"As far as I know, Turkish authorities as early as last year knew the fact that the man who bombed the US embassy in Ankara entered Turkey illegally," Hans-Peter Friedrich told reporters during a visit to Istanbul.
Cooperation between Turkey and Germany was "working well", he added.
The visiting minister's remarks came after Turkish Prime Minister Recep Tayyip Erdogan on Monday accused European countries, particularly Germany and France, of letting "terrorists" roam freely across Europe.
German media reported that the leftwing militant who blew himself up outside the United States embassy on Friday went to live in Germany after his release from a Turkish prison in 2001.
According to a Süddeutsche Zeitung report, the bomber had sought political asylum in Germany but his request was turned down and he was asked to leave the country for his connection to the extremist Revolutionary People's Liberation Front (DHKP-C).
He was not put under surveillance as he was not thought to pose a threat, the paper added.
The DHKP-C has claimed responsibility for the US embassy attack that killed a Turkish security guard.

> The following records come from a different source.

PR #278, opened 2019-02-24
Reduce dependencies for Windows builds

### LINKED ISSUE #267: Reduce dependencies on Windows
Currently, the SDL2-mixer dependency carries with it several DLLs adding codec support. As we do not use any of these codecs, they should be disabled in vcpkg similar to how we did for macOS:

https://github.com/OpenLoco/Dependencies/blob/master/macos/sdl2_patches.patch

AaronVanGeffen:
Currently, the SDL2-mixer dependency carries with it several DLLs adding codec support. As we do not use any of these codecs, they should be disabled in vcpkg similar to how is done for macOS.

This is a companion PR to https://github.com/OpenLoco/Dependencies/pull/2, which has since been merged.

Fixes #267.

### DIFF
--- a/appveyor.yml
+++ b/appveyor.yml
@@ -6,7 +6,7 @@ install:
 - ps: >-
     mkdir $env:TEMP\openloco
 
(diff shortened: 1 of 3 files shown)


IntelOrca:
There are 3 files with the version, you need to change them all.

PR #279, opened 2019-02-24
Set window icon to OpenLoco logo

IntelOrca:
Currently only implemented for Windows.


src/openloco/ui.cpp
```diff
@@ -9,6 +9,8 @@
 #include <vector>
 
 #ifdef _WIN32
+#include "..\..\resources\resource.h"
```
AaronVanGeffen: Is it possible mingw is parsing the `\r`'s here as carriage return characters?

AaronVanGeffen:
This seems to be working nicely. The icon is exposed through the .dll as well, so users can use it in their shortcuts. We should probably document this somewhere, certainly while we don't have an installer.

Could you add this to the changelog? We should probably credit @Zcooger as the icon's creator in the changelog, too.

PR #291, opened 2019-03-01
Add a screenshot to the readme file

AaronVanGeffen:
A user on Reddit [suggested](https://www.reddit.com/r/locomotion/comments/aw889a/openloco_release_v1902/ehkwrqm/) we add a few screenshot to the GitHub page. I don't want to clutter the readme file too much, but this PR adds a simple one at least, showcasing a macOS build.

Perhaps we should link a few more further down in the file. Any suggestions?

Current screenshot:

### DIFF
--- a/README.md
+++ b/README.md
@@ -3,7 +3,7 @@ An open source re-implementation of Chris Sawyer's Locomotion. A construction an
 
 ---
 
-![](https://user-images.githubusercontent.com/604665/53666655-fcfcb600-3c6e-11e9-96a9-ee1db3977087.png)
+![](https://user-images.githubusercontent.com/604665/55420349-1a2aea00-5577-11e9-87da-78fe5cdb09e1.png)
 
 # Contents
 - 1 - [Introduction](#1-introduction)
--- a/README.md
+++ b/README.md
@@ -3,6 +3,8 @@ An open source re-implementation of Chris Sawyer's Locomotion. A construction an
 
 ---
 
+![](https://user-images.githubusercontent.com/604665/53666655-fcfcb600-3c6e-11e9-96a9-ee1db3977087.png)
+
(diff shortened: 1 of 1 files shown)


AaronVanGeffen:
Other idea:
screenshot 2019-03-01 at 22 10 03

IntelOrca:
First screenshot doesn't show much and has old logo which we will eventually change. Second screenshot is a bit too messy. I think we need one with a nice multi train station, junction next to a town.

AaronVanGeffen:
Yes, I agree. I don't have very nice save files laying around though…

AaronVanGeffen:
Some ideas from saves I had around.

Screenshot_20190316_181924

Screenshot_20190316_182019

Screenshot_20190316_182120

Screenshot_20190316_182144

IntelOrca:
Maybe the one with the power station? You will want to crop the UI out the screenshot too or un mute the game.

AaronVanGeffen:
Something like this?

Screenshot_20190316_211942

IntelOrca:
Yes, although I was thinking of the other one with the power station.

marijnvdwerf:
I find the power central rather unsightly. Would be prefer one of the first two pictures from <https://github.com/OpenLoco/OpenLoco/pull/291#issuecomment-473567231>, but with the labels removed. Something in the vibe of http://www.transporttycoon.com/img/media/big/b2.jpg (but with a 21:9 aspect ratio, to not push the content down too much).

AaronVanGeffen:
OK, here's the map from second screenshot from the above comment with a bigger viewport:

Screenshot_20190402_183453

Proposed 21:9 crop:

Screenshot_20190402_183453_21_9

Thoughts? Feel free to propose something else, too.

PR #292, opened 2019-03-02
Add a refspec for tags to git config to force fetch tags

muizzk:


AaronVanGeffen:
Thanks for the input. Looks like an effective solution! Since we've just tagged a release, I've gone ahead and tested it over at https://github.com/OpenRCT2/OpenRCT2/pull/8788, where it performs about 25% better than my original solution — and without the fixed number of commits at that. Cheers!

PR #295, opened 2019-03-03
Fix string formatting for velocities and dates

marijnvdwerf:
As [reported on Gitter](https://gitter.im/OpenLoco/OpenLoco?at=5c7c10424a65f754735a70d6):

> image
> My "Engine Flippers" used to read "-1mph Max Speed", now they read "65,535mph Max Speed". 

Might be nicer to have a syntax similar to the ObjectManager. E.g. `pop<int16_t>()`.

### DIFF
--- a/src/openloco/localisation/argswrapper.hpp
+++ b/src/openloco/localisation/argswrapper.hpp
@@ -33,6 +33,16 @@ namespace openloco::stringmgr
             return value;
         }
 
+        int16_t popS16()
+        {
+            if (args == nullptr)
+                return 0;
+
+            uint16_t value = *(int16_t*)args;
+            args = (int16_t*)args + 1;
+            return value;
+        }
+
         uint32_t pop32()
         {
             if (args == nullptr)
@@ -40,6 +50,16 @@ namespace openloco::stringmgr
 
             uint32_t value = *(uint32_t*)args;
             args = (uint32_t*)args + 1;
+            return value;
+        }
+
+        int32_t popS32()
+        {
+            if (args == nullptr)
+                return 0;
+
+            int32_t value = *(int32_t*)args;
+            args = (int32_t*)args + 1;
             return value;
         }
 
--- a/src/openloco/localisation/stringmgr.cpp
+++ b/src/openloco/localisation/stringmgr.cpp
@@ -283,43 +283,43 @@ namespace openloco::stringmgr
                 {
                     case control_codes::int32_grouped:
                     {
-                        int32_t value = args.pop32();
+                        int32_t value = args.popS32();
                         buffer = format_int32_grouped(value, buffer);
                         break;
                     }
 
                     case control_codes::int32_ungrouped:
                     {
-                        int32_t value = args.pop32();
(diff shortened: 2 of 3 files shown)


src/openloco/localisation/argswrapper.hpp
```diff
@@ -33,6 +33,16 @@ namespace openloco::stringmgr
             return value;
         }
 
+        int16_t popS16()
+        {
+            if (args == nullptr)
+                return 0;
+
+            uint16_t value = *(int16_t*)args;
```
AaronVanGeffen:
```suggestion
            int16_t value = *(int16_t*)args;
```

AaronVanGeffen:
Hmm. Why did you create a separate pop/push method for signed integers? I'm wondering whether this is necessary, as Sawyer also only had one string pop and push function to work with.

marijnvdwerf:
Sawyer didn't really have functions for it. He just `MOV`, `MOVZX` or `MOVSX`'ed stuff from the arguments. I added separate functions to make it more clear what is happening (as opposed to `(int16_t)pop16()`, which converts the U16 to an S16)

src/openloco/localisation/stringmgr.cpp
```diff
@@ -31,37 +31,37 @@ namespace openloco::stringmgr
...
-        { 23, string_ids::day_23rd },
-        { 24, string_ids::day_24th },
-        { 25, string_ids::day_25th },
-        { 26, string_ids::day_26th },
-        { 27, string_ids::day_27th },
-        { 28, string_ids::day_28th },
-        { 29, string_ids::day_29th },
-        { 30, string_ids::day_30th },
-        { 31, string_ids::day_31st },
+        { 0, string_ids::day_1st },
```
AaronVanGeffen: We should probably just make it a normal array if it is 0-based… For now, this will do, I guess.

marijnvdwerf:
(#296 reported the inaccurate date display)

src/openloco/localisation/stringmgr.cpp
```diff
@@ -283,43 +283,43 @@ namespace openloco::stringmgr
...
+                        int16_t value = args.popS16();
                         buffer = format_int32_grouped(value, buffer);
                         break;
                     }
 
                     case control_codes::uint16_ungrouped:
                     {
-                        uint16_t value = args.pop16();
-                        buffer = format_int32_ungrouped((int32_t)value, buffer);
+                        int32_t value = args.pop16();
```
AaronVanGeffen: The control code says `uint16`. Should either be adjusted?

marijnvdwerf: It pops a `uint16`, and then stores it into a 32-bit variable. So no bits get lost

AaronVanGeffen: Ah, right. Fair enough.

AaronVanGeffen:
Appears to be in order. :+1: 

I've not merged the PR yet, as I think it might be nicer for the commit messages to reference the issue numbers they're addressing. Could you amend them?

PR #307, opened 2019-03-13
Remove unnecessary clang-format toggles

marijnvdwerf:


AaronVanGeffen:
@janisozaur Could you help getting a new version of clang-format deployed to Travis?

janisozaur:
https://github.com/angular/clang-format/blob/master/bin/linux_x64/clang-format has a static build of clang-format that I think is best approach. They occasionally update the binary, though I don't know the process or frequency. I suggest we use that, take directly from master and have the build identify itself before applying the formatting.

Do you want me to implement that?

AaronVanGeffen:
For OpenRCT2, I notice you'd set up a Docker image for clang-format purposes. I somewhat prefer that approach, as we'd have more control over the binary we'd end up running.

However, if you feel the source above is trustworthy enough, I trust your judgement.

janisozaur:
If you needed an older version, the docker approach is less flexible. If you need newer version, you still need to update your container, possibly switch to another one. The angular repo seems to be updated frequently enough for our needs and if you need older version for whatever reason, they are all available from history. I prefer this approach over the docker that's used in OpenRCT2 and which I have not set up.

marijnvdwerf:
I don't care either way. Just downloading the angular executable seems to be a lot easier though

AaronVanGeffen:
@janisozaur If you have time, could you pick this up?

PR #310, opened 2019-03-17
Implement window drawing functions

marijnvdwerf:


src/openloco/ui/WindowManager.cpp
```diff
@@ -81,6 +81,15 @@ namespace openloco::ui::WindowManager
                 return 0;
             });
 
+        //        register_hook(
+        //            0x004C6A40,
```
AaronVanGeffen: Obsolete?

src/openloco/ui/WindowManager.cpp
```diff
@@ -319,16 +297,67 @@ namespace openloco::ui::WindowManager
...
+                if (w == nullptr)
+                {
+                    return X86_FLAG_ZERO;
+                }
 
                 return 0;
             });
+
+        //        register_hook(
+        //            0x004C5E55,
```
AaronVanGeffen: Obsolete?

Erdogan said some European countries were not heeding Turkey's calls for solidarity in its fight against terrorism.
"I must openly say that we have not received needed support from some European countries... despite so much pain and losses," he said in remarks carried by Turkey's Anatolia news agency. "We no longer have tolerance for this carelessness and this neglect."
The DHKP-C, a fiercely anti-US group with Marxist roots, is blacklisted by Washington and the European Union as a terrorist organisation and has carried out several attacks in Turkey since 1970s.
The attacker, identified as Alisan Sanli, was previously jailed in Turkey for his involvement in an attack on an Istanbul military compound in 1997.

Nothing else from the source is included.